--- EXERCISE GOAL ---
The result should be every line in the material below containing the string "working".

== Segment start ==

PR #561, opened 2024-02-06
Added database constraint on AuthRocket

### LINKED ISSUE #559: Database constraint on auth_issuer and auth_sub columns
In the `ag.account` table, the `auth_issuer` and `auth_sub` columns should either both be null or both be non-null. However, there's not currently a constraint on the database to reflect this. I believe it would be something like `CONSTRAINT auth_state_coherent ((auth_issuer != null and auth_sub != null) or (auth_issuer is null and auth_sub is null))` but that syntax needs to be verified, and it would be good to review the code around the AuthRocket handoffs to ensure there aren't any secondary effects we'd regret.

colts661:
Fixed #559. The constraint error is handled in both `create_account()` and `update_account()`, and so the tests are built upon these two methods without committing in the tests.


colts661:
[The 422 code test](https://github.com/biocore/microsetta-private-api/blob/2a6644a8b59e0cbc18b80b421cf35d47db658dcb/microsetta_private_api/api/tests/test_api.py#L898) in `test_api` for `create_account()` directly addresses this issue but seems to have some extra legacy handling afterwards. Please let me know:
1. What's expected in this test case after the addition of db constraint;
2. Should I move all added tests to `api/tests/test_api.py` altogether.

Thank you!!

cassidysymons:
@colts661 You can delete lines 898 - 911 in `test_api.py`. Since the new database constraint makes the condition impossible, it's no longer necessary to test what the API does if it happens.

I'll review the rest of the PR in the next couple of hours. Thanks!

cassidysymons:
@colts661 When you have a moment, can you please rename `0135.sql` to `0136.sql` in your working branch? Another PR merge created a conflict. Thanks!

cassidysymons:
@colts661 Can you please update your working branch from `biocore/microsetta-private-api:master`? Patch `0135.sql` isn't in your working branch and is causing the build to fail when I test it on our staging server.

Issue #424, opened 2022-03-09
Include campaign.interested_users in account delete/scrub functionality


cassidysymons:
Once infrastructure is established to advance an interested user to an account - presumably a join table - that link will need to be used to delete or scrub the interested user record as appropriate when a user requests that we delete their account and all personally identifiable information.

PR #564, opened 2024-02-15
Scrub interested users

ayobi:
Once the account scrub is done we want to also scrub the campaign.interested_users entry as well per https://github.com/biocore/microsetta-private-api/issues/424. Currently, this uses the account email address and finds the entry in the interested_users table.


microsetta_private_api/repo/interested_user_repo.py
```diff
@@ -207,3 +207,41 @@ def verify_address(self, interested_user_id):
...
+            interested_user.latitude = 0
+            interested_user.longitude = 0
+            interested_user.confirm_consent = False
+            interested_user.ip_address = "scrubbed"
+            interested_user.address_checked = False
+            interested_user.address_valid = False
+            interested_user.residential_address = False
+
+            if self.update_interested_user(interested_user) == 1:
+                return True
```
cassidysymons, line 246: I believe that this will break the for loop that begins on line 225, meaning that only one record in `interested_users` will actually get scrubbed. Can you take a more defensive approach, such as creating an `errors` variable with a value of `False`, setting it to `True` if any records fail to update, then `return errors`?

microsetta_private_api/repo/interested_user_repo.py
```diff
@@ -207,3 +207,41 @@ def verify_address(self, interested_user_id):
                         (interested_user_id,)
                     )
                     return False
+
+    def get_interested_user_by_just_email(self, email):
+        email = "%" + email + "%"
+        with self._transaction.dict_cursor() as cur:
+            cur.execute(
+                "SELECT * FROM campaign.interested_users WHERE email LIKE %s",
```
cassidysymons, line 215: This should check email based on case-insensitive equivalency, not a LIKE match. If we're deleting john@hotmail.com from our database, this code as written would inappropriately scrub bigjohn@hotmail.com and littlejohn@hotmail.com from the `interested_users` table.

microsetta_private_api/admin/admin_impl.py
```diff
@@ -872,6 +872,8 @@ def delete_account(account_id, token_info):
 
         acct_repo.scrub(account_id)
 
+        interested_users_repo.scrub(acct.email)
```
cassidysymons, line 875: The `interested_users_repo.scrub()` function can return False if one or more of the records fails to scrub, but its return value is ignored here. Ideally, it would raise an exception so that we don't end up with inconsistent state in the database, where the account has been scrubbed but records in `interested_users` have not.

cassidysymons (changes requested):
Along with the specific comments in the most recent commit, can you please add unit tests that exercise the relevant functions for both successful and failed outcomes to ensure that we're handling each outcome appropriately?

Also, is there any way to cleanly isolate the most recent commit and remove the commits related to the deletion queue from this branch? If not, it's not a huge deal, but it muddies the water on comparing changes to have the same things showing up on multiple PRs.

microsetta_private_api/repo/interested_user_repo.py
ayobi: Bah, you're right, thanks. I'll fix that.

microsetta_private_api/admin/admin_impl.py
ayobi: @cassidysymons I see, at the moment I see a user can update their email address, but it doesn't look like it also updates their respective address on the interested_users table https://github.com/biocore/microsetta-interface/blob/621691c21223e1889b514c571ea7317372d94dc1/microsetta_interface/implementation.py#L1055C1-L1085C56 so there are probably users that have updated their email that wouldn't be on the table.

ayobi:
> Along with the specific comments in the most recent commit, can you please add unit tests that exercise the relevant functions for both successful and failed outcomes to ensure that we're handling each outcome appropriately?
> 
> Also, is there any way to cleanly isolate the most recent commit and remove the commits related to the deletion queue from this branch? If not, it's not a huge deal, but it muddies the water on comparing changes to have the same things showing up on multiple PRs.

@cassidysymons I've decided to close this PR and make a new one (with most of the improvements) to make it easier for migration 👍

== Segment end ==

--- RESPONSE TO THIS TASK ---
@colts661 When you have a moment, can you please rename `0135.sql` to `0136.sql` in your working branch? Another PR merge created a conflict. Thanks!
@colts661 Can you please update your working branch from `biocore/microsetta-private-api:master`? Patch `0135.sql` isn't in your working branch and is causing the build to fail when I test it on our staging server.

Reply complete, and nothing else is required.